In this work, we examined how the antigen analyte incubation time, together with the antibody probe density at the electrode, can affect the measurement of the bioelectronic interface in a drop of solution, using a non-faradaic, diffusion-restricted, electrochemical impedance spectroscopy method. We first explored the effect of the antigen incubation time. Our results show that as the incubation time increases, our measurable values decrease. Since there are several examples in the literature in which the incubation time of the primary antibody exceeds 1 h, for this reciprocal case, we expect to observe hybridization principles that are similar to the antibody probe case studied here. Antibody probe-antigen analyte interactions reach an equilibrium state within the first 30 min [24]. Incubation times longer than 1 h ensure an equilibrium state and create a reproducible environment [25,26,27,28]. In the reciprocal case, longer incubation times can be due to the slower diffusion rate of the larger antibody towards the probe antigen. We hypothesize that the slower incubation rate can affect the response time of the immunosensor. Furthermore, since the antigen probe is smaller than the antibody, and if the antigen size is smaller than the Debye length, a stronger electrochemical signal will be measured in hybridization events, which will improve the overall sensitivity.

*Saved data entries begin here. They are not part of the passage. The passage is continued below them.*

PR #586, opened 2014-03-15
Suggested Name change for the WriteMode

StephanEwen:
Got as feedback that CREATE as default write mode does not convey an intuitive meaning. Here is a suggested change of names.

CREATE --> NO_OVERWRITE
OVERWRITE FORCE_OVERWRITE

### DIFF
--- a/stratosphere-clients/src/main/java/eu/stratosphere/client/LocalExecutor.java
+++ b/stratosphere-clients/src/main/java/eu/stratosphere/client/LocalExecutor.java
@@ -332,6 +332,14 @@ public class LocalExecutor extends PlanExecutor {
 		LogUtils.initializeDefaultConsoleLogger(lvl);
 	}
 	
+	/**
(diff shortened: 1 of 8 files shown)


fhueske:
I agree that CREATE is not an intuitive naming and should be changed to NO_OVERWRITE.

But why do you want to change OVERWRITE to FORCE_OVERWRITE?
I think OVERWRITE is shorter and has a smaller chance of misinterpretation (What does FORCE mean? Is there OVERWRITE without FORCE?).

StephanEwen:
Yes, I see the point. The prefix force came from the unix tools, which often use `-f`or `--force` to overwrite. So I guess the options are 

I will change it to `NO_OVERWRITE` & `OVERWRITE`.

StephanEwen:
Adjusted and merged in a65ee8f600d16596f6193af444265de515ec80c4

PR #614, opened 2014-03-20
Fix for ReduceOperator mutable object return bug.

fhueske:
This PR proposes a fix for #563 and is a rebased version of PR #578.

Performance implications should be tolerable. For Sort-Group strategy only the first value of a group is copied. For Hash-Aggregate strategy (not supported yet), there will be no performance implications.

The fix assumes that the object of the first input value (`val1`) of a `T reduce(T val1, T val2)` may be returned and that the object of the second input value (`val2`) may NOT be returned.

### DIFF
--- a/stratosphere-java/src/main/java/eu/stratosphere/api/java/functions/ReduceFunction.java
+++ b/stratosphere-java/src/main/java/eu/stratosphere/api/java/functions/ReduceFunction.java
@@ -18,30 +18,56 @@ import java.util.Iterator;
 
 import eu.stratosphere.api.common.functions.AbstractFunction;
 import eu.stratosphere.api.common.functions.GenericGroupReduce;
+import eu.stratosphere.api.common.typeutils.TypeSerializer;
 import eu.stratosphere.util.Collector;
 
 
 public abstract class ReduceFunction<T> extends AbstractFunction implements GenericGroupReduce<T, T> {
 	
 	private static final long serialVersionUID = 1L;
-
-
-	public abstract T reduce(T value1, T value2) throws Exception;
 	
+	private TypeSerializer<T> serializer;
+	private T curr; 
+
+	/**
+	 * Combines two values into one.
+	 * The reduce function is consecutively applied to all values of a group until only a single value remains.
+	 * In functional programming, this is known as a fold-style aggregation.
+	 * 
+	 * Important: It is fine to return the first value (value1) as result from this function. 
+	 * You may NOT return the second value from this function.
+	 * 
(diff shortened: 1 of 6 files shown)


StephanEwen:
I think this is a flavor of the problem found in #131.

If I am not mistaken, then the problem is the following: Modifying a value may potentially overwrite the key in that value and cause further KeyGroupIterator comparisons to chunk the stream into key groups to fail.

If that is the only problem, then I think we can fix it without copying by introducing a third value in the KeyGroupedIterator.

Are there other problems that I overlooked?

fhueske:
Well, it is related to #131 because it is a problem in the context of the mutable object iterator of the Reduce operator. However, the problem itself is different. In #131, I proposed to return the same object instance for every `next()` call of the iterator. That would make this issue even more problematic...

The problem of this issue is, that an implementation of `T reduce(T t1, T t2)` might return `t1` or `t2` (either the same one every time or picking one depending on the context)
Let's have a look at the different cases:
1. **The function returns `t1` in every call.** In this case, the object in which the result is "aggregated" will be the same for the whole group because `ReduceFunction` performs the next call of `reduce(t1, t2)` with `t1` being the result of the previous call (or the first element of the group). If the mutable object iterator alternates between two objects, every second call of `hasNext()` will cause that the "aggregated" result will be overwritten by the next element of the group (or even the first element of the next group). Adding another mutable object to the iterator will only increase the interval but not fix this issue. This PR proposes to copy the first element of the group into a dedicated object which will hold the aggregated result while the whole group is processed and thereby fix the issue for this case.
2. **The function returns `t2` in every call.** In this case we should be fine, because the object that holds the aggregated value is always different from the object that will hold the next element of the group. I have not verified this with a unit test. This would contradict with the Java Doc comment added by this PR but would not require any code changes for this case.
3. **The function returns either `t1` or `t2`.** In this case, copying the first object does not help because the dedicated object might get replaced by one of the iterators mutable objects. 

So this PR does not solve the problem but what can we do?
1. Leave the code as it is (after checking that it works) and add a Java Doc that never the first parameter (`t1`) might be returned by the function. This requires that the programmers read and follow the java docs.
2. Try to make the code work for any user function by checking if the returned object is the same as the object which is returned next by the iterator and make a copy in this case. This will cause high overhead due to checks and potential copy operations.
3. Change the signature of reduce to `void reduce(T t1, T t2, T out)` and explicitly provide the object that should hold the result of reduce.
4. Something else???

fhueske:
Commit cf0eff3b1386486ed656aed1c1e8260c0cba5a09 goes for the first option (leave code as it is and add documentation).

Issue #566, opened 2014-03-13
Add project operator to new JavaAPI


fhueske:
Inspired by #552, I thought a project operator for Tuple DataSets would be really convenient.

Can we add a project operator to the new JavaAPI like this?

```
DataSet<Tuple4<Long, Integer, Double, String>> dataSet = ...
DataSet<Tuple2<String, Integer>> projectedDS = dataSet.project(3,1);
```

Where the fields 1 and 3 of the original tuple are moved into a Tuple2.
An operator like this would only work on DataSet of Tuples and not on arbitrary objects.

Do you think that could be done and is it worthwhile even if it is only working for Tuple Datasets?

uce:
I think it's perfectly fine to have it only working with Tuple DataSets as we should aim at making it as convenient as possible for users. :+1: 

I leave the question whether it can be done to @StephanEwen.

fhueske:
Added with #617.

PR #617, opened 2014-03-20
Add project operator to new Java API

fhueske:
Adds a project operator to the new Java API (Issue #566)
Project works only on Tuple datasets and is used like:

``` java
DataSet<Tuple3<Integer, Double, String>> ds = ...
DataSet<Tuple2<String,Integer>> pds = ds.project(2,0).types(String.class, Integer.class);
DataSet<Tuple1<Double>> pds2 = ds.project("FTF").types(Double.class);
DataSet<Tuple2<Integer, String>> pds3 = ds.project(true, false, true).types(Integer.class, String.class);
```

Also added unit tests and integration tests for the project operator.

### DIFF
--- a/stratosphere-java/src/main/java/eu/stratosphere/api/java/DataSet.java
+++ b/stratosphere-java/src/main/java/eu/stratosphere/api/java/DataSet.java
@@ -113,7 +113,7 @@ public abstract class DataSet<T> {
 		if(fieldIndexes.length == 0) {
 			throw new IllegalArgumentException("project() needs to select at least one (1) field.");
 		} else if(fieldIndexes.length > 22) {
-			throw new IllegalArgumentException("project() may to select at most twenty-two (22) fields.");
+			throw new IllegalArgumentException("project() may select only up to twenty-two (22) fields.");
 		}
 		
 		int maxFieldIndex = ((TupleTypeInfo<?>)this.getType()).getArity();
--- a/stratosphere-java/src/main/java/eu/stratosphere/api/java/DataSet.java
+++ b/stratosphere-java/src/main/java/eu/stratosphere/api/java/DataSet.java
@@ -15,7 +15,7 @@
 package eu.stratosphere.api.java;
 
 import org.apache.commons.lang3.Validate;
-
+import java.util.Arrays;
 import eu.stratosphere.api.common.io.FileOutputFormat;
 import eu.stratosphere.api.common.io.OutputFormat;
 import eu.stratosphere.api.java.aggregation.Aggregations;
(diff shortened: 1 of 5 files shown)


stratosphere-java/src/main/java/eu/stratosphere/api/java/DataSet.java
```diff
@@ -79,7 +94,87 @@ public ExecutionEnvironment getExecutionEnvironment() {
...
+	public Projection<T> project(int... fieldIndexes) {
+		
+		if(!(this.getType() instanceof TupleTypeInfo)) {
+			throw new UnsupportedOperationException("project() can only be applied to DataSets of Tuples.");
+		}
+		
+		if(fieldIndexes.length == 0) {
+			throw new IllegalArgumentException("project() needs to select at least one (1) field.");
+		} else if(fieldIndexes.length > 22) {
+			throw new IllegalArgumentException("project() may to select at most twenty-two (22) fields.");
```
rmetzger: Typo? 
"project() may to select at most twenty-two (22) fields."
"up to 22 fields" ?

fhueske:
Updated PR.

We tested whether and how the antibody concentration affected the bioelectronic interface. We showed that the low-density antibody-modified electrode led to a decrease in the solution resistance, whereas the high-density antibody-modified electrode led to an increase. We explained this phenomenon by examining the surface structure for each condition. We detected a thicker and rougher electrode surface as the antibody density increased. We explained these results by suggesting that the conformation of the antibody prior to the antigen-binding events is dependent on the surface density. For high antibody density, the antibodies rearrange in a vertical conformation, whereas for low antibody density the antibodies are in a horizontal conformation. Upon binding events with the antigens, the antibodies in a horizontal conformation change to a vertical conformation, increase the unmodified area of the electrode, and decrease the overall solution resistance. Our results emphasize the important effect of the incubation time and the antibody density on antibody-antigen binding events. We showed that by changing one parameter of the bioelectronic interface the sensing results could drastically change, a change that we should be aware of and that can be manipulated to achieve different detection mechanisms.